Je vis au onzième étage d’un immeuble HLM à Bondy, en Seine-Saint-Denis. Quand la circulation est fluide, je mets une heure pour aller à l’hôtel Ibis des Batignoles.

Je suis femme de chambre depuis huit ans. Un an en CDD, puis j’ai été titularisée. Quand tu n’as qu’un titre de séjour et qu’on te propose du travail, tu prends.

Femme de chambre, c’est un travail comme un autre. Mais c’est un travail dur ; un travail qui abîme le corps. Le matin, quand tu arrives, tu prends ton planning, le bac avec les produits pour les toilettes, la salle de bain et les vitres. Tu prends les chiffons, les balais et tu vas à ton poste (moi c’est le deuxième étage). Là-bas, il y a ton charriot qui t’attend.

Il faut toujours commencer par les « départs », les chambres où les clients sont partis, c’est le plus important. Il faut tirer les lits, les déplacer, tu dois soulever les matelas. C’est lourd. Il faut sortir les sacs-poubelle pour que les équipiers les descendent au sous-sol. Les chambres de recouche c’est plus rapide. Mais comme les clients laissent les bagages, souvent tu t’arrêtes là. Parce que t’as pas le droit d’y toucher. On pourrait t’accuser. Et puis si tu te bloques le dos, après, c’est ton problème.

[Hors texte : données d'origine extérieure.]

PR #744, opened 2022-02-18
Reconcile custom Catalog entities with API Objects, add License

stefcameron:
This update adds the missing LicenseEntity for adding licenses to the Catalog.

It also establishes all the typesets for expected shapes of catalog entities
of all the custom types.

It removes all the creation-related context menu items since those aren't
part of MVP (except maybe "create cluster", but let's see if we get there).

And finally, it adds a `toEntity()` method to each of the API types
(Cluster, Credential, Proxy, SshKey, License, Namespace) to use when
adding items to the Catalog:

```
catalogSource.push(new ProxyEntity(proxy.toEntity()));
```

### Preview

All entities in the Catalog (dummy data), including the new LicenseEntity, except for clusters since those require kubeconfigs on disk and that's hard to fake.

Screen Shot 2022-02-17 at 7 24 21 PM


src/catalog/LicenseEntity.ts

Quand tu as terminé une chambre, la gouvernante d’étage rentre pour vérifier qu’on n’a rien laissé. Il faut que ça brille. Si tout va bien, elle tape un code pour indiquer à la réception que la chambre est prête.

Mais il faut toujours faire attention. Il y a des clients qui viennent à l’hôtel, on les surnomme « Columbo », ils inspectent tout. S’il y a un petit souci, ils le signalent à la réception. Ils font des scandales pour ne pas payer leur chambre. Les femmes peuvent avoir un avertissement et ça peut aller jusqu’au licenciement.

Une chambre, c’est 17 minutes : avec un contrat de 6 heures, je devrais en avoir 21. Mais souvent j’en ai 40, 50 sur mon planning. Avec des cadences infernales 17 minutes pour ramasser la merde des clients c’est pas possible.

Au final, je sortais souvent à 18 heures au lieu de 14 h 30, payée à la tâche, pas à l’heure.

À la fin de la journée, t’es morte. Il y a les épaules déboîtées, les tendinites, les pieds gonflés. Et tout ça pour 1 000 euros par mois.

C’est pour ça qu’on a eu l’idée de « gréver ». Par rapport à nos conditions de travail. Et puis, il y avait les mutations abusives. Tu vas vers ton travail, on t’appelle en cours de route et on te dit qu’il faut aller ailleurs pour remplacer quelqu’un.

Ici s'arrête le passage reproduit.